Blood in urine, lung involvement strong predictors of pauci-immune GN
Regarding manifestations outside the kidneys, 59% of participants had general symptoms, including fever or weight loss. These symptoms were significantly more common in those with pauci-immune GN (65.1% vs. 42.5%). Lung involvement was also significantly more common in the pauci-immune GN group (55.4% vs. 23.3%), as was nervous system involvement (22.6% vs. 11%).
Statistical models showed that the presence of hematuria and lung involvement were each significantly associated with about a four times higher chance of having pauci-immune GN.
High platelet counts and elevated CRP levels were weaker predictors, being significantly linked to a 1% and a 14% higher chance, respectively.
These findings underscore the critical role of kidney biopsy in distinguishing AAV from other glomerular diseases in ANCA-positive individuals, highlighting the need for a careful assessment of underlying autoimmune conditions and medication history to guide accurate diagnosis and management.
In turn, a higher eGFR, indicating better kidney function, was significantly linked to a 3% lower likelihood of pauci-immune GN, and the presence of proteinuria, in the absence of hematuria, was associated with a 78% lower chance.
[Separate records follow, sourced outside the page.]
PR #562, opened 2017-10-09
Add orchrefs to libcalico-go

ozdanborne:
## Description

Add a new field to libcalico-go called `orchRefs`. This field will allow for association between a k8s node and the etcdNode object that matches it, and allow for cleanup of stale nodes.

## Release Note

```release-note
Add the orchRef field to the Node data model.
```


caseydavenport:
@ozdanborne changes look good to me - could you add a really simple test here: https://github.com/projectcalico/libcalico-go/blob/master/lib/client/node_e2e_test.go#L48

This will verify that the data can be read back from the datastore once written.

heschlie:
Closing as work was done in #614

PR #563, opened 2017-10-10
Renamed and moved IPInIPTunnelAddr field

mgleung:
## Description
Moved the `IPinIPTunnelAddr` to the `NodeBGPSpec` and renamed the attribute to specify IPv4.

## Release Note

```release-note
None required
```

### DIFF
--- a/lib/apiv2/node.go
+++ b/lib/apiv2/node.go
@@ -37,8 +37,7 @@ type Node struct {
 // NodeSpec contains the specification for a Node resource.
 type NodeSpec struct {
 	// BGP configuration for this node.
-	BGP              *NodeBGPSpec `json:"bgp,omitempty" validate:"omitempty"`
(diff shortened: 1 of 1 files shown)


lib/apiv2/node.go
```diff
@@ -52,6 +51,8 @@ type NodeBGPSpec struct {
 	// IPv6Address is the IPv6 address and network of this node.  At least
 	// one of the IPv4 and IPv6 addresses should be specified.
 	IPv6Address string `json:"ipv6Address,omitempty" validate:"omitempty,ipv6"`
+	// IPv4IPIPTunnel is the IPv4 address of the IP in IP tunnel.
```
gunjan5: this should be `IPv4IPIPTunnelAddr`

mgleung: oops

PR #564, opened 2017-10-11
Support CRUD for v2 client when using KDD backend

doublek:
## Description
@robbrockbank, ~~I've created a new directory called k8sv2 and put all the v2 data model relevant code there. Ideally I wanted to remove k8s and have the k8sv2 folder take its place.~~ All changes are now in the `backend/k8s` folder.

~~Let me know if there is a way in which you'd like me to move code around to make it better for reviewing.~~

In addition to supporting existing items using v2 data model, compared to the the k8s backend for v1 datamodel, the k8s backend for v2 has the following modifications:

Renamed CRDs:
- `GlobalBGPConfig` -> `BGPConfiguration`
- `GlobalFelixConfig` -> `FelixConfiguration`

CRDs that stay the same:

- `BGPPeers` - The resource file is now named `bgppeers.go` instead of `globalbgppeers.go`.
- `GlobalNetworkPolicy`.
- `IPPool`

Newly created/supported CRDs:
- `ClusterInformation`

I haven't updated the syncer yet and is a copy of the v1 datamodel k8s backend implementation.

## Todos
- [x] Tests


lib/backend/k8sv2/custom/bgpconfig.go
```diff
@@ -0,0 +1,85 @@
...
+import (
+	"encoding/json"
+
+	metav1 "k8s.io/apimachinery/pkg/apis/meta/v1"
+	"k8s.io/apimachinery/pkg/runtime/schema"
+
+	"github.com/projectcalico/libcalico-go/lib/apiv2"
+)
+
+type BGPConfig struct {
```
robbrockbank: Can we now just use the definitions in apiv2 for all these things?

robbrockbank: same is true now for all of the CRD backed resources - i think the apiv2 definitions should be "k8s" crd compliant.

lib/backend/k8sv2/k8s.go
```diff
@@ -0,0 +1,795 @@
...
+	kubeClient := &KubeClient{
+		clientSet:       cs,
+		crdClientV1:     crdClientV1,
+		disableNodePoll: kc.K8sDisableNodePoll,
+	}
+
+	// Create the Calico sub-clients.
+	kubeClient.ipPoolClient = resources.NewIPPoolClient(cs, crdClientV1)
+	kubeClient.nodeClient = resources.NewNodeClient(cs, crdClientV1)
+	kubeClient.gnpClient = resources.NewGlobalNetworkPolicyClient(cs, crdClientV1)
```
robbrockbank: I think we need one for NetworkPolicy too, and then combine the Calico CRD-backed NetworkPolicy resources with the k8s Network Policy.  Arguably this could fall out into a different task though - as long as we are tracking that.

doublek: Yup. I realized that I missed out the network policy conversion bit. I'll push this with some shortly.

lib/backend/k8sv2/custom/bgpconfig.go
```diff
@@ -0,0 +1,85 @@
...
+	Spec            apiv2.BGPConfigurationSpec `json:"spec"`
+}
+
+type BGPConfigList struct {
+	metav1.TypeMeta `json:",inline"`
+	Metadata        metav1.ListMeta `json:"metadata"`
+	Items           []BGPConfig     `json:"items"`
+}
+
+// Required to satisfy Object interface
```
robbrockbank: btw, I don't think any of this stuff from here below is required if you use the v2 definitions.  if it seems like it is, can you let me know.

lib/backend/k8sv2/resources/customnoderesource.go
```diff
@@ -0,0 +1,461 @@
+// Copyright (c) 2017 Tigera, Inc. All rights reserved.
```
robbrockbank: Does anything use this anymore?

I believe this isn't required now we have FelixConfiguration, BGConfiguration, BGPPeer and ClusterInformation being standard CRDs.

doublek: Oops.. I committed this by misted.. Removed.

lib/backend/k8sv2/custom/bgpconfig.go
doublek: I tried to use the apiv2 definitions directly and they didn't seem to work. Probably something I did incorrectly. Let me give it another shot..

lib/backend/k8sv2/k8s.go
doublek: So, a couple of things aren't clear to me w.r.t policies in the backend.

Is the CRD-backed NetworkPolicy resource the GlobalNetworkPolicy or is it a Calico Policy (just to distinguish from K8s NetworkPolicy) but is allowed to be namespaced?
My understanding was that we have two v2 policy related resources: `GlobalNetworkPolicy` and `NetworkPolicy` and that the `GlobalNetworkPolicy` resource will be backed by a CRD and `NetworkPolicy` is backed by K8s _NetworkPolicy_. 

In the current (corresponding to the v1 style backend) _GET_/_LIST_ for a _Policy_ resource, the k8s backend combines `GlobalNetworkPolicy` (a CRD) and `NetworkPolicy` (K8s API). With the v2 datamodel, with 2 separate client resources/APIs, does this combining still make sense?

lib/backend/k8sv2/custom/bgpconfig.go
doublek: > Can we now just use the definitions in apiv2 for all these things?
^^ Was the comment from you that I accidentally deleted...

robbrockbank: that was something i wrote, so possibly :-)

lib/backend/k8sv2/conversion.go
```diff
@@ -0,0 +1,431 @@
...
+	//				Name:     containerPort.Name,
+	//				Protocol: modelProto,
+	//				Port:     uint16(containerPort.ContainerPort),
+	//			})
+	//		}
+	//	}
+	//}
+
+	// Create the key / value pair to return.
+	// TODO(doublek): Which container becomes ContainerID in WEPSpec?
```
caseydavenport: Yeah, strictly speaking we can't get the container ID when running in KDD mode.

We probably need to leave that blank, or we need the CNI plugin to apply an annotation which stores it on the Pod.

doublek: @caseydavenport You are correct. IIUC, it should be required for name construction only when using the etcd backend. Will remove the TODO.

lib/backend/k8sv2/custom/bgpconfig.go
doublek: @robbrockbank Using apiv2 definitions ended up working as expected. There was a small subtle conversion thing that I'd missed and it is all sorted out now.

test/crds.yaml
```diff
@@ -67,3 +70,55 @@ items:
       kind: GlobalNetworkPolicy
       plural: globalnetworkpolicies
       singular: globalnetworkpolicy
+- apiVersion: apiextensions.k8s.io/v1beta1
```
robbrockbank: this is a dupe, unless i'm misreading the entry above.

doublek: @robbrockbank It was a duplicate. I've removed it.

lib/backend/k8sv2/k8s.go
robbrockbank: So for v3.0 the network policy that is sync'd to Felix will come from 3 places in KDD:
-  K8s Network Policy
-  Calico Network Policy (CRD)
-  Calico Global Network Policy (CRD)

The names/selectors are adjusted on the fly in the Felix syncer, such that Felix itself isn't actually aware of these different sources of policy.

Regarding CRUD:
-  GlobalNetworkPolicy maps straight through to the CRD
-  NetworkPolicy maps through to both the Kubernetes NP and the Calico NP CRD  - so it's the union of the two - with a name prefix ensuring name uniqueness across the two sources.

doublek: Got it.

robbrockbank: Fixing up the syncer is a separate task - it might prove to be easier to use the new syncer infrastructure that i've implemented -- but would require us to implement watcher support in kdd.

“These findings underscore the importance of integrating clinical biomarkers in diagnosing patients with positive ANCA results,” the researchers wrote. “Our study intentionally included ANCA-positive patients with potential [diseases other than AAV] to better understand how such factors may influence both ANCA status and [kidney disease].”
A total of 12 people were diagnosed with lupus nephritis, while two were thought to have kidney inflammation due to exposure to rifampin, an antibiotic that can cause ANCA-positive blood vessel inflammation.
“These findings underscore the critical role of kidney biopsy in distinguishing AAV from other glomerular diseases in ANCA-positive individuals, highlighting the need for a careful assessment of underlying autoimmune conditions and medication history to guide accurate diagnosis and management,” the team concluded.